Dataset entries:
----

PR #1383, opened 2015-05-19
Added cursor pointer to card action

zippoxer:
When the anchor tag doesn't have an href, there's no pointer cursor. This commit makes sure there's always a pointer cursor.


tomscholz:
@acburst Seems like a good idea to me. Your thoughts?

Issue #1400, opened 2015-05-22
<select> value with js


Sajgoniarz:
I'm struggling with it quite a while, and I can't find any solution to retrieve dropdown / select value. Closest  as I get was when I closed select inside container with id, and onClick event on it. Then I tried to retrieve value of dynamically created ul list with css path, but your lib is adding active class to previously selected element, what means I've got previous value. When you click dropdown/select item value of select is not changing, or even html in any dom element, it's only visual change, which can be caught after next selection.

Sajgoniarz:
#1401 FIXED w8 for merge

Dogfalo:
Just use  .val() on the original select

Dogfalo:
Don't see why this is necessary

Sajgoniarz:
It would be nice to see it in documentation.

Dogfalo:
It's the same as on any select

jdcauley:
Thats not true on a select you set a change handler, we don't have that.

PR #1401, opened 2015-05-22
[BUGFIX] Fixed material_select function to set clicked item as active (Issue #1400)

RakanNimer:
The _active_ class was being set on list items in a select on select _focus_ event instead of the li _click_ event. 
I adapted the logic in forms.js for this.
This code does not change anything in the UI, it is for programatically retrieving the selected list item.


Sajgoniarz:
Now, just need to w8 :) Thanks, a lot.

Dogfalo:
This probably breaks keyboard support

RakanNimer:
Hey @Dogfalo ! 
Thanks for your work on materialize it's great ! 
You were right the fix broke keyboard support when no option is selected.
Fixed that by setting the first element's class to active keeping it consistent.
Cheers !

acburst:
Should be fixed on latest release

PR #1415, opened 2015-05-24
Four undefined variables in strict mode

Lucasljj:
making it compatible with strict mode and consequently Drupal 8 :)

"doc" about strict mode: http://www.w3schools.com/js/js_strict.asp


Lucasljj:
Ops... *Three undefined variables* :)

PR #1416, opened 2015-05-24
Fix undefined variable

Lucasljj:


Dogfalo:
You should open this on https://github.com/amsul/pickadate.js

Lucasljj:
Oh, Thanks for your help :)

PR #1913, opened 2015-08-14
Add extra large class for floating buttons

andrefrd:
Simply add class .btn-extra-large to floating buttons


tomscholz:
The spec only specifies a mini and normal version
https://material.io/guidelines/components/buttons-floating-action-button.html#

PR #1924, opened 2015-08-17
Small error in length comparator

harrinsonmb:
If I create an input with a length of 10, I write 10 characters and I focus out the input, the entry is marked as invalid because there is a small error in the comparator.

http://codepen.io/anon/pen/vOwZXa


acburst:
Thanks, that's embarrassing haha

PR #1931, opened 2015-08-18
replace '&lt;' to '<'

andrefrd:


carlosperate:
The `&lt;` is used to be able to display html code inside the`pre` and `code` tags.

PR #1936, opened 2015-08-19
Fixed autofill

gfazioli:
Added the `input` event. The `input` event is fired when the autofill changed the input value.


Dogfalo:
autofill should be handles already.

PR #1954, opened 2015-08-24
added transition property to .hoverable, off of :hover pseudo-selector

LA1CH3:
The `.hoverable` class was including the `transition` rule on the `:hover` pseudo-selector. This was causing a smooth transition on hover-in, but a quick, harsh transition on hover-out (since transition is only included on hover). `transition` is instead added to the `.hoverable` class so that the transition is apparent on hover-in and hover-out.


Dogfalo:
Sorry for the late reply, but this has since been fixed.

PR #1969, opened 2015-08-28
Hide dropdown when button is clicked and 'dropdown-content' is active

iammary:


iammary:
@carlosperate what do you think about this pull request? This is evident when data-beloworigin is set to true.

PR #1973, opened 2015-08-28
Sticky footer visible in all the browsers

damianopetrungaro:
If you decide to use this class edit for sticy footer change it also in the css core.

In this way the browser will see good in all the browsers, also safari, an IE8


Dogfalo:
This doesn't work too well as the content in body can be covered up by the footer, since it does not fall into the flow of the DOM

PR #1974, opened 2015-08-28
line-height from .toast {} changed

felipe-douradinho:
On smaller resolutions, when text are large (a lot of chars), the line-height crashs and nothing is readable

before

after


acburst:
Fixed in 629231712132d3c6959cbdb8fab067d15790bc23

PR #1980, opened 2015-08-31
Fix path to materialize.js

saadq:


carlosperate:
The problem with this fix, is that then the demo from http://materializecss.com/templates/starter-template/preview.html will not load the js correctly either.

saadq:
Oh, I see. I just sent this pull request because it took me awhile in trying to figure out why the mobile nav wasn't working. It might be helpful if it was mentioned somewhere that some assets need to have their paths corrected.

PR #2022, opened 2015-09-10
Removed icons duplicates

NeXTs:
List of duplicates

clear_all
chat_bubble_outline
chat_bubble
comment
snooze
sort_by_alpha
stop
subtitles
surround_sound


carlosperate:
If the icons are correctly displayed with different key words, I don't see any need to remove them, it also makes it easier to find an icon you want by trying to search for a word instead of reading all of them.

NeXTs:
@carlosperate key words are identical. But you are right, I had to edit jade file.

PR #2031, opened 2015-09-13
indicatorsHeight

kendrick-k:
add indicatorsHeight option (default : 40px), can be set to 0 px for exemple il you want the indicators on the image + documentation if accepted


kendrick-k:
@Dogfalo hi, is it still useful ?

PR #219, opened 2017-09-26
Fixed empty frames blinking while playbacking simulation in async mode

tribal-tec:
The buffer is shared with OSPRay, so under no circumstances this shall
be reset() unless we assign a new buffer.


tribal-tec:
Retest this please

tribal-tec:
Retest this please

PR #220, opened 2017-09-29
Added neuron connectivity matrix visualizer

favreau:


brayns/Brayns.cpp
```diff
@@ -85,6 +86,10 @@ struct Brayns::Impl
         _parametersManager->parse(argc, argv);
         _parametersManager->print();
 
+        // Initialize Mesh loader
+        _meshLoader.reset(
```
tribal-tec: why pointer? can we not have a local meshloader everytime we need one? Does it have to be a permanent member of Brayns.cpp?

brayns/Brayns.cpp
```diff
@@ -521,6 +528,21 @@ struct Brayns::Impl
 
 #if (BRAYNS_USE_BRION)
     /**
+        Loads data from a neuron matrix file (command line parameter
+       --matrix-file)
```
tribal-tec: --connectivity-file rather than matrix? Sounds too generic imo. In the end, everything is a matrix :)

brayns/io/MatrixLoader.cpp
```diff
@@ -0,0 +1,276 @@
+/* Copyright (c) 2015-2017, EPFL/Blue Brain Project
+ * All rights reserved. Do not distribute without permission.
+ * Responsible Author: Jafet Villafranca Diaz <jafet.villafrancadiaz@epfl.ch>
```
tribal-tec: jafet? really?

brayns/io/MatrixLoader.cpp
```diff
@@ -0,0 +1,276 @@
...
+ * ANY WARRANTY; without even the implied warranty of MERCHANTABILITY or FITNESS
+ * FOR A PARTICULAR PURPOSE.  See the GNU Lesser General Public License for more
+ * details.
+ *
+ * You should have received a copy of the GNU Lesser General Public License
+ * along with this library; if not, write to the Free Software Foundation, Inc.,
+ * 51 Franklin Street, Fifth Floor, Boston, MA 02110-1301 USA.
+ */
+
+#include <H5Cpp.h>
```
tribal-tec: h5cpp is deprecated, use highfive instead. Or coordinate with Mohammed and Juan to get this into brion, where highfive is already used.

brayns/io/MeshLoader.cpp
```diff
@@ -322,4 +322,20 @@ void MeshLoader::_createMaterials(Scene& scene, const aiScene* aiScene,
...
     }
 }
+
+std::string MeshLoader::getMeshFilenameFromGID(const uint64_t gid)
+{
+    const auto meshedMorphologiesFolder =
+        _geometryParameters.getCircuitMeshFolder();
+    auto meshFilenamePattern =
+        _geometryParameters.getCircuitMeshFilenamePattern();
+    std::string gidAsString = std::to_string(gid);
```
tribal-tec: const

brayns/io/MeshLoader.h
```diff
@@ -55,7 +55,6 @@ class MeshLoader
      * @return true if the file was successfully imported. False otherwise.
      */
     bool importMeshFromFile(const std::string& filename, Scene& scene,
```
tribal-tec: doxygen update

brayns/parameters/GeometryParameters.h
```diff
@@ -241,6 +241,16 @@ class GeometryParameters : public AbstractParameters
      * Return the full path of the file containing a scene description
      */
     std::string getSceneFile() const { return _sceneFile; };
+    /** File containing neuron matrix */
+    std::string getMatrixFile() const { return _matrixFile; }
```
tribal-tec: const ref for all the returns here please

brayns/Brayns.cpp
favreau: We need a global meshloader indeed (and it's a pain). The reason behind it is that triangle faces use indices to vertices. When you load several meshes from different files, indices have to remain consistent. We could have many mesh loaders, but they would still have to aggregate at some point, so using a single one is the simple solution.

brayns/io/MatrixLoader.cpp
favreau: Yep, he initiated the work. I added me, but I am not removing him ;)

brayns/io/MeshLoader.cpp
favreau: Done

brayns/io/MeshLoader.h
favreau: Done

brayns/Brayns.cpp
tribal-tec: the pointer is still not necessary. using proper initialization order in ctor should suffice

brayns/io/MeshLoader.h
```diff
@@ -39,7 +39,7 @@ namespace brayns
 class MeshLoader
 {
 public:
-    MeshLoader(GeometryParameters& geometryParameters);
+    MeshLoader();
```
tribal-tec: why removed? the geometry params are always the same, so giving them once in the construction is fine.

favreau: MeshLoader is a class member of Brayns and we do not have the geometry parameters yet when the MeshLoader is created. I could add a setGeometryParameters to the MeshLoader class but this would not make much difference with the current implementation. What do you think?

brayns/parameters/GeometryParameters.h
```diff
@@ -241,6 +241,22 @@ class GeometryParameters : public AbstractParameters
      * Return the full path of the file containing a scene description
      */
     std::string getSceneFile() const { return _sceneFile; };
+    /** File containing neuron matrix */
+    std::string getConnectivityFile() const { return _connectivityFile; }
```
tribal-tec: still no const refs here

Issue #200, opened 2017-09-01
Improve CMake options handling


rdumusc:
- Move all the common_find_package() calls to the top-level CMakeLists. This is needed so that the return() from the common_find_package macro works correctly if a REQUIRED dependency is not found when Brayns is a subproject.
- Replace all
```
option(BRAYNS_ENABLE_FOO "Enable Foo support" OFF)
if(BRAYNS_ENABLE_FOO)
  common_find_package(foo)
endif()
```
with:
```
common_find_package(foo)
if(FOO_FOUND)
  option(BRAYNS_ENABLE_FOO "Enable Foo support" ON)
endif()
```
This logic has the advantage of enabling all the options that are found by default and still lets users disable them if need be.

PR #221, opened 2017-10-02
Simplify CMake dependency handling and fix OSX build

rdumusc:
See #200 for details, I wasn't sure about optional .gitsubprojects so I left them as-is for now.


favreau:
I wanted to this ages ago. Thanks for doing it! Really appreciated.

----

**WHAT THE EXERCISE ASKS**
Among the lines above, find those that contain the word "without" and copy them.

**SOLUTION**
+ * All rights reserved. Do not distribute without permission.
+ * ANY WARRANTY; without even the implied warranty of MERCHANTABILITY or FITNESS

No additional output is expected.